PR #4126, opened 2024-09-15
Feat: expose `sqlglot.expressions.delete` as a sqlglot module function

max-muoto:
I think it additionally makes sense to have `delete` as a top-level expression.


georgesittas (approved):
Thanks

◆ ◆ ◆ ◆ ◆ ◆ ◆

## TASK TO COMPLETE
Number of lines above containing the word "delete": state it and add nothing else.

## RESPONSE TO THE TASK
2